_TASK TO CARRY OUT_. Using the data below, work out how many lines contain the word "push", then state that number without comment.

Saved entries:
■ ■ ■ ■ ■ ■ ■
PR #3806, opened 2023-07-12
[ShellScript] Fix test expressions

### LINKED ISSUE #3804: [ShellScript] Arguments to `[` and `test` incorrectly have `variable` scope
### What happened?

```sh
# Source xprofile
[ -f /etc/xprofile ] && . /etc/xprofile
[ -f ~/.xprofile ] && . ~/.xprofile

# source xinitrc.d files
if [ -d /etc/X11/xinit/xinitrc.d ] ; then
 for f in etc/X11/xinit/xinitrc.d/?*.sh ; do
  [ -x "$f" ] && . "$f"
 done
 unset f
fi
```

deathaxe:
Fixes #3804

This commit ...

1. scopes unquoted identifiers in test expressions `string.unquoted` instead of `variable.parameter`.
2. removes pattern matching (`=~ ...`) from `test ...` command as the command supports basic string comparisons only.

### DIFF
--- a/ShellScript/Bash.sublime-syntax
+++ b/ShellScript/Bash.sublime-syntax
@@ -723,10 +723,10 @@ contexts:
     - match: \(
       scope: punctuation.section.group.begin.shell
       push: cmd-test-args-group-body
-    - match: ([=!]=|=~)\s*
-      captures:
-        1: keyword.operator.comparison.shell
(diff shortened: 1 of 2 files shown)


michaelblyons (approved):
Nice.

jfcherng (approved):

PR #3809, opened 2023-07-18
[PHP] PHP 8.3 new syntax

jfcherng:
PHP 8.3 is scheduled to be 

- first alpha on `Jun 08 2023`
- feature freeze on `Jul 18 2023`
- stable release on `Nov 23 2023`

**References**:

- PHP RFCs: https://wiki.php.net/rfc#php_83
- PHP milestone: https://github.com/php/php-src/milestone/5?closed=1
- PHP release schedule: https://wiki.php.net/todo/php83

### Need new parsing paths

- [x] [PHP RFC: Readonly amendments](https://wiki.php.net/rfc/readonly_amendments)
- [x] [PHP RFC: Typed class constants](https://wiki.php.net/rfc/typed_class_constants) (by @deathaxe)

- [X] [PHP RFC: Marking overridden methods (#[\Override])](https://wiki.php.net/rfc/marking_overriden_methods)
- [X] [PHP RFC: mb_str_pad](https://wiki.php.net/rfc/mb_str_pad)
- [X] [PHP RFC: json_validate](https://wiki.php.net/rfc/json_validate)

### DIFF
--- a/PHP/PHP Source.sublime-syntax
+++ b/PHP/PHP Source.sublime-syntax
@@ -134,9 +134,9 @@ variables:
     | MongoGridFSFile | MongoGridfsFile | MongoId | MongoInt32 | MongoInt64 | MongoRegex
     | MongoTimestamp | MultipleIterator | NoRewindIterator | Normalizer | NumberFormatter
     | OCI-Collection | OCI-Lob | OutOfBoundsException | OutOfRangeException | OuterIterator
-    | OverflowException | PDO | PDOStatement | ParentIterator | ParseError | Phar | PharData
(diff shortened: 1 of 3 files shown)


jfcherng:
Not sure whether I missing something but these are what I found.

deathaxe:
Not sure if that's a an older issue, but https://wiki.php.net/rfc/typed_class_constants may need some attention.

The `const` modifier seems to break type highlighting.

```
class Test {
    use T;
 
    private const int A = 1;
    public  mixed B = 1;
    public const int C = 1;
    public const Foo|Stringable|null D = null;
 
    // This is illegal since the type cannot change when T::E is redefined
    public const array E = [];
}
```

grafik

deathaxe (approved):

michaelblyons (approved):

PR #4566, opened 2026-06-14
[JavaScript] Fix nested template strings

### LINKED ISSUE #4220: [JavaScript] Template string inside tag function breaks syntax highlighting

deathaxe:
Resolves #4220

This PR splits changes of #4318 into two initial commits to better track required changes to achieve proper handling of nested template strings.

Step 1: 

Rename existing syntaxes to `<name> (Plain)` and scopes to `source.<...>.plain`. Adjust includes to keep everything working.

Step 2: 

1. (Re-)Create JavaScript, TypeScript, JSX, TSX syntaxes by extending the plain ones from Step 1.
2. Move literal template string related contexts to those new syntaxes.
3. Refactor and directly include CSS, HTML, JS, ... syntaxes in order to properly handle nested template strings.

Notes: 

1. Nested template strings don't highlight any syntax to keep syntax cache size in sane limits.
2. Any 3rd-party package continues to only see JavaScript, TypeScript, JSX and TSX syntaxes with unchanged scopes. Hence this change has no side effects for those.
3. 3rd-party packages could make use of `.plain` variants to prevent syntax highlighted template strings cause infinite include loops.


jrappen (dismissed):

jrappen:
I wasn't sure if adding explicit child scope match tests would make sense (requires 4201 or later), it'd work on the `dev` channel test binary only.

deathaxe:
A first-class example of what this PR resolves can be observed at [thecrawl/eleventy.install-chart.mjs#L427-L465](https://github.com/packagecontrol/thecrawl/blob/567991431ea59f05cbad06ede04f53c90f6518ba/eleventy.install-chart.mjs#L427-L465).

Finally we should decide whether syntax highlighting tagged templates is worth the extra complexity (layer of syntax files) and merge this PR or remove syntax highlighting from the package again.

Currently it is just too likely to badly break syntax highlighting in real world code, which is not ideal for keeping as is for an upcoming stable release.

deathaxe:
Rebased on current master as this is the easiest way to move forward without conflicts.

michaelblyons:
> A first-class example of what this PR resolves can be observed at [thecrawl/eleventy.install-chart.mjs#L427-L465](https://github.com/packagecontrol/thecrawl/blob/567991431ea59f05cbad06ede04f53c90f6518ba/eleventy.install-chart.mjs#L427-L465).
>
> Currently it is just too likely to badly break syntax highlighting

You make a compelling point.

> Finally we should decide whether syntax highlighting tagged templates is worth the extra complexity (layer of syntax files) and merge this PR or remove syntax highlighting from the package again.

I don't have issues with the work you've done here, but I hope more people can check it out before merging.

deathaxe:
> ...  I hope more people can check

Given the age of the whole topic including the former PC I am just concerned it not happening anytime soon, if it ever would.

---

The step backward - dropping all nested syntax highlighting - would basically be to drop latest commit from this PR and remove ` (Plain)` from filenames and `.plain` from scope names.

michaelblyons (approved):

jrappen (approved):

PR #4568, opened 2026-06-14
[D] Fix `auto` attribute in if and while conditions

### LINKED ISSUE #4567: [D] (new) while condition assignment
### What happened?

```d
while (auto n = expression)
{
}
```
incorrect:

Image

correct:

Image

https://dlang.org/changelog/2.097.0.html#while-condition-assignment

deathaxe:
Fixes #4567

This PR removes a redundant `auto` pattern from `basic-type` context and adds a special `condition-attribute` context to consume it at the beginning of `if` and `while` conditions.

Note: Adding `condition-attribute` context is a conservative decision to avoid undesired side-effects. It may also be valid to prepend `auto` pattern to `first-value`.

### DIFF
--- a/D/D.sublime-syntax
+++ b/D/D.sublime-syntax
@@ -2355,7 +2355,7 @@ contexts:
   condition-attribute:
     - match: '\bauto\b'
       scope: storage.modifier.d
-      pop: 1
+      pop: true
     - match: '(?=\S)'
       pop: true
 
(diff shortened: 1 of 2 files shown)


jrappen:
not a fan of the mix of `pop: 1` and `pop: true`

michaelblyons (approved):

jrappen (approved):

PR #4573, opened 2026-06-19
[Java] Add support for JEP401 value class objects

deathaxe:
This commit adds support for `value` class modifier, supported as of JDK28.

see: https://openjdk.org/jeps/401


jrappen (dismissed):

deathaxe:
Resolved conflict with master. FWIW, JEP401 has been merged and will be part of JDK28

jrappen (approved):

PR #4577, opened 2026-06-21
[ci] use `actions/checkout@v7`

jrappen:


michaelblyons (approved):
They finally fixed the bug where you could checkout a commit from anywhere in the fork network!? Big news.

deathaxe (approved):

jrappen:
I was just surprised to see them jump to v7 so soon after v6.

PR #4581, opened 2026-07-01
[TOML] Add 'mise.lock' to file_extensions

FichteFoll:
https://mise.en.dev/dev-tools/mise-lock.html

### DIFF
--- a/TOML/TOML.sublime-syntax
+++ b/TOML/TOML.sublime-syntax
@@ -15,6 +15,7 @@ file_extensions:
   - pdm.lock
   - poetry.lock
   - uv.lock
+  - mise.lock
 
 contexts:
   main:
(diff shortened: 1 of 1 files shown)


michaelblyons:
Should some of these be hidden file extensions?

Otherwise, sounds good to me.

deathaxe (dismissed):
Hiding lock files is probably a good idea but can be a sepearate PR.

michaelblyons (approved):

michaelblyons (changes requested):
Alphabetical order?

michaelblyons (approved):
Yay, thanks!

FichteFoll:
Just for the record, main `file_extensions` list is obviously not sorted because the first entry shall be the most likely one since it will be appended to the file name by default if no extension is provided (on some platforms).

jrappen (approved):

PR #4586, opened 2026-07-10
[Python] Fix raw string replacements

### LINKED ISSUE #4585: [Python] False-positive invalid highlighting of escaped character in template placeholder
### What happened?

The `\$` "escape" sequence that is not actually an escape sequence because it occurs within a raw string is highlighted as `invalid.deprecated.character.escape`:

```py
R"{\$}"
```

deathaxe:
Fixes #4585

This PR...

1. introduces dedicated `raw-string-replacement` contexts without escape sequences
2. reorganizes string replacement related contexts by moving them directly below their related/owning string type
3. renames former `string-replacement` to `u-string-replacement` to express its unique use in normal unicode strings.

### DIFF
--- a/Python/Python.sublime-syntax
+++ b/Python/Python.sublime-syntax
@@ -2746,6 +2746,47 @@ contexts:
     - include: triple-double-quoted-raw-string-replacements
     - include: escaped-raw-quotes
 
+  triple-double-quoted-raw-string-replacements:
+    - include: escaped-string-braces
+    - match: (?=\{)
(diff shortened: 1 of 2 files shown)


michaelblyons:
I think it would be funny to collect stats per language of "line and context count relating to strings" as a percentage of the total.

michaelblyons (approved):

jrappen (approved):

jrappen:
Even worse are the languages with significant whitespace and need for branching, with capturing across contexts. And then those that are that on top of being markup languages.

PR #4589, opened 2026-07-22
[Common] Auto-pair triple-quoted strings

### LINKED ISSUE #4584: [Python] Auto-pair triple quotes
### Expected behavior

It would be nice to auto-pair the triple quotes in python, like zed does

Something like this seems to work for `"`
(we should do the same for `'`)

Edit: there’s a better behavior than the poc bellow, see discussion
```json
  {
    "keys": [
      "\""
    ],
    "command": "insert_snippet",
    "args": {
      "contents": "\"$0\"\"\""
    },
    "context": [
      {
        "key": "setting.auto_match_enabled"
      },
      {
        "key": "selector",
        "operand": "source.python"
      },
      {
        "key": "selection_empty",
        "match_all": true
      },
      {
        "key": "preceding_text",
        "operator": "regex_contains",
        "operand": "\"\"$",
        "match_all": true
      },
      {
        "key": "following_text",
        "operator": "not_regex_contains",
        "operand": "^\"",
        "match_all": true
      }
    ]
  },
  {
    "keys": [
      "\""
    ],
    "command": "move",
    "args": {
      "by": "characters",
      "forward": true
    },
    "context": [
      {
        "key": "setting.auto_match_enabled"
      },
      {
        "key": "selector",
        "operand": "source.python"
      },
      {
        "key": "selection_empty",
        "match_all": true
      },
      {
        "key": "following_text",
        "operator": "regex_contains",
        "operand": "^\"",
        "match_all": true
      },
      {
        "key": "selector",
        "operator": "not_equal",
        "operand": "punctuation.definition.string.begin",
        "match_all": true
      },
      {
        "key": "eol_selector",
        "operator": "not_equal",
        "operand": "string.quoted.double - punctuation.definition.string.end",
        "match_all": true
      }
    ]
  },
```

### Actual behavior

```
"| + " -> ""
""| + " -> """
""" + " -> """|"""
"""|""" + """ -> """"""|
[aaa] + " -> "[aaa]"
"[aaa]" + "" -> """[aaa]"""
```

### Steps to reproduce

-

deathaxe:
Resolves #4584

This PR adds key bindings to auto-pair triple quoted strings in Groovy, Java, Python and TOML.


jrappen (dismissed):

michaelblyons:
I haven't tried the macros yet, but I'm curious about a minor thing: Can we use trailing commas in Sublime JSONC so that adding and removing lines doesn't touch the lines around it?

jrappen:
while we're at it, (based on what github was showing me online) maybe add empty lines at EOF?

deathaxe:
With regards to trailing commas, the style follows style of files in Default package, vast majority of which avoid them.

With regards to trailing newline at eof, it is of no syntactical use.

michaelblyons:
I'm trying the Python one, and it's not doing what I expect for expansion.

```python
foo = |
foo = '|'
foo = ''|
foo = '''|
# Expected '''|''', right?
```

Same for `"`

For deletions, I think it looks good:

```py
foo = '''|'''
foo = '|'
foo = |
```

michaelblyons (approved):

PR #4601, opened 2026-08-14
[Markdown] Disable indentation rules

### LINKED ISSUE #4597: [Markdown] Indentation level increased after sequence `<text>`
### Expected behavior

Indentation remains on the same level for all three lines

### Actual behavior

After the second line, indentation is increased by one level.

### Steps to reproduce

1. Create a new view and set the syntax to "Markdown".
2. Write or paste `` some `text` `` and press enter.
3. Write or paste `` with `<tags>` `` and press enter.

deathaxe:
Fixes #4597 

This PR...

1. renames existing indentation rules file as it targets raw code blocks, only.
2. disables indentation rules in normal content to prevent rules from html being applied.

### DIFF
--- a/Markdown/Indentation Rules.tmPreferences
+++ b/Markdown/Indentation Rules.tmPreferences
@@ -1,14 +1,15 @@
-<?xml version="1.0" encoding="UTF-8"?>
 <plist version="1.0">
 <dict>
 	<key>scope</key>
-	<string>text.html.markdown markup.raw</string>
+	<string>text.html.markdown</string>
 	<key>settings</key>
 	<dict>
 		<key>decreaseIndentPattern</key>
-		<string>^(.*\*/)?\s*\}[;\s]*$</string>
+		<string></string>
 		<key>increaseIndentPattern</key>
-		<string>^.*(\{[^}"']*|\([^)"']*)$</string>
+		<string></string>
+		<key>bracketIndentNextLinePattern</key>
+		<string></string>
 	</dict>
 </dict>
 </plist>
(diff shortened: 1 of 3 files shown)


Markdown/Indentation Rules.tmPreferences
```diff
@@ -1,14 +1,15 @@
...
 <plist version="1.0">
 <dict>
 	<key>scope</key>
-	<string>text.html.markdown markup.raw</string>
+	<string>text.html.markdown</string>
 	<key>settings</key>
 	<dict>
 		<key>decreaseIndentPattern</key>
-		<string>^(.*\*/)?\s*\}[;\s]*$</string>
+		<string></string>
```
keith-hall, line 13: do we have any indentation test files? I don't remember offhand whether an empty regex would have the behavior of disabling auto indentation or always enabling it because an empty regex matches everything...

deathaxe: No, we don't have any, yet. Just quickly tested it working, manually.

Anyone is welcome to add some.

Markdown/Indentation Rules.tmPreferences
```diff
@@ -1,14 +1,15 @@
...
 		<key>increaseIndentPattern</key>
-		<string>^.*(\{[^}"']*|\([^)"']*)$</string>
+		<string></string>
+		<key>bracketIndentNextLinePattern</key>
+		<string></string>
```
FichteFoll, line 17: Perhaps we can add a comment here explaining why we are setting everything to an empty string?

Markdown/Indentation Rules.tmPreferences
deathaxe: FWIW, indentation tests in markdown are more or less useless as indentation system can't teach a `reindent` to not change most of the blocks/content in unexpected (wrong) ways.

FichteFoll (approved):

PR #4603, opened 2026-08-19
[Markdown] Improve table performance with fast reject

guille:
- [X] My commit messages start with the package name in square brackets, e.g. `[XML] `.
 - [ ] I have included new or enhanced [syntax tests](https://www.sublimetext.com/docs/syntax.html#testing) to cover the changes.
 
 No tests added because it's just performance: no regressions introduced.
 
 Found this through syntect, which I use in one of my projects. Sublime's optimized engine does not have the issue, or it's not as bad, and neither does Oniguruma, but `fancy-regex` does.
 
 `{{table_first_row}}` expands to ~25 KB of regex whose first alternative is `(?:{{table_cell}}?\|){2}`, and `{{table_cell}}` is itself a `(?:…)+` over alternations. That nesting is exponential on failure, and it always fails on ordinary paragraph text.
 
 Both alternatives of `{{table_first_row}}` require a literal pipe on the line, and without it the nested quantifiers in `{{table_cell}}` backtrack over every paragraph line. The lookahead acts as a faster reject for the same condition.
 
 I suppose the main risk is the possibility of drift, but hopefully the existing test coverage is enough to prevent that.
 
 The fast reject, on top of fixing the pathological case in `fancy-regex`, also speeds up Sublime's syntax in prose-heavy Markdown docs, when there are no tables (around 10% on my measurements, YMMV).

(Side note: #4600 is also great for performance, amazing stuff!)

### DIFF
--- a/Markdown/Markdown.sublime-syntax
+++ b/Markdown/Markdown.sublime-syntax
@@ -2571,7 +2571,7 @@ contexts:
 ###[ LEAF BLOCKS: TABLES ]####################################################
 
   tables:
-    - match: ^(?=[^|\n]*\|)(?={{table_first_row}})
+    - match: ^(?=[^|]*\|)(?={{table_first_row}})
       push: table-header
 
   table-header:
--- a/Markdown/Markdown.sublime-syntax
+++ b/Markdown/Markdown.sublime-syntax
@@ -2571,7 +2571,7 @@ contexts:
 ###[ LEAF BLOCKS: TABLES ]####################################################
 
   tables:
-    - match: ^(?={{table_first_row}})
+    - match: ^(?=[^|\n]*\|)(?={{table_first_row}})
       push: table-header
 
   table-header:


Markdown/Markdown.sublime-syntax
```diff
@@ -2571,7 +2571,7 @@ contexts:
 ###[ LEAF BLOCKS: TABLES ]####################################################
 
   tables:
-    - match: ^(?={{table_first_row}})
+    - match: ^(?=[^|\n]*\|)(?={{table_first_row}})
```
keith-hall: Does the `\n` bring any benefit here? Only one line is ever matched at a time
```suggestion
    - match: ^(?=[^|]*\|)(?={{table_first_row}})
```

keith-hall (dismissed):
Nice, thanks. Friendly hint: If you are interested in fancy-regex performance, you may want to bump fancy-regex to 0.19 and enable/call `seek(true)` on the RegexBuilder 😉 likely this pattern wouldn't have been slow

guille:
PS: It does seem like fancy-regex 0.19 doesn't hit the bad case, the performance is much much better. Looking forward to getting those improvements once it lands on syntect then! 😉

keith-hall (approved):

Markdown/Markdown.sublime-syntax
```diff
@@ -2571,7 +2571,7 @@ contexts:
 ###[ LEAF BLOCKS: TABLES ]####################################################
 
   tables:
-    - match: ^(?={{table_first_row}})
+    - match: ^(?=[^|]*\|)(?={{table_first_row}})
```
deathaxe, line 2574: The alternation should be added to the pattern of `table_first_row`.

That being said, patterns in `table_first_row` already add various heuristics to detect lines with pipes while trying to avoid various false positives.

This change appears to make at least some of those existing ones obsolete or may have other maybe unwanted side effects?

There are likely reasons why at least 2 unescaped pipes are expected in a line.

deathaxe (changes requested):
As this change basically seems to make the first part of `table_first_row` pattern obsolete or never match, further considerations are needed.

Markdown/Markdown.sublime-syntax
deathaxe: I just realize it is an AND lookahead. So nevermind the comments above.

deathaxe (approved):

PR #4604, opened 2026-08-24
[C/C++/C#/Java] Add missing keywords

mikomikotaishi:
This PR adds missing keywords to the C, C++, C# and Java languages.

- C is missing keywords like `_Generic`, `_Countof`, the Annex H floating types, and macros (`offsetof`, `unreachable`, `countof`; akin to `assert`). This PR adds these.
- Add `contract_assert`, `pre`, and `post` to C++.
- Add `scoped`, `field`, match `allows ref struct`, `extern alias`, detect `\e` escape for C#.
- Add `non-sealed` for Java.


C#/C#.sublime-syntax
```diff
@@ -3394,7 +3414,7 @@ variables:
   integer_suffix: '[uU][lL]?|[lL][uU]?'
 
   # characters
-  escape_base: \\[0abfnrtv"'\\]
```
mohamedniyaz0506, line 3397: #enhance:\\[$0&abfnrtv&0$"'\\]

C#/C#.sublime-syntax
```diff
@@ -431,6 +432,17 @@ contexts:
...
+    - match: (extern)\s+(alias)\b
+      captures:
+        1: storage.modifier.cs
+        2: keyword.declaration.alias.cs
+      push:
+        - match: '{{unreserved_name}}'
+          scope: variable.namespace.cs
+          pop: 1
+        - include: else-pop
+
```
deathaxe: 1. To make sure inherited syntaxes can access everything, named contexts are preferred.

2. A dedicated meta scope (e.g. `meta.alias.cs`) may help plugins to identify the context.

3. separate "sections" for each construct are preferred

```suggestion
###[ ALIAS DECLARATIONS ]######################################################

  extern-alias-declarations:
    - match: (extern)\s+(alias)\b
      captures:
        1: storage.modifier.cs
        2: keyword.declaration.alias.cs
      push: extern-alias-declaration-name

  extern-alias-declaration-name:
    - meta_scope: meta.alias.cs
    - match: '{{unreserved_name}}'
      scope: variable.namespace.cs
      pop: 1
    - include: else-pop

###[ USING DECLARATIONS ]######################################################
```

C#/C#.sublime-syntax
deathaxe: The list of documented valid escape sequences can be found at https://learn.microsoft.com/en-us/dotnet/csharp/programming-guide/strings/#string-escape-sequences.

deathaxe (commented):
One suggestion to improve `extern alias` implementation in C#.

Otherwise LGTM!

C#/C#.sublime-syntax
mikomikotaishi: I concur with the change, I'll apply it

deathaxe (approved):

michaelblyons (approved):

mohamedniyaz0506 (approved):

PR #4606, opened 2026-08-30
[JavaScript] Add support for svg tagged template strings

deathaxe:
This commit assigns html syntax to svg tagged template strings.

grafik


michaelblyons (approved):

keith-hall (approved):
■ ■ ■ ■ ■ ■ ■
_REPLY TO THE EXERCISE_. 5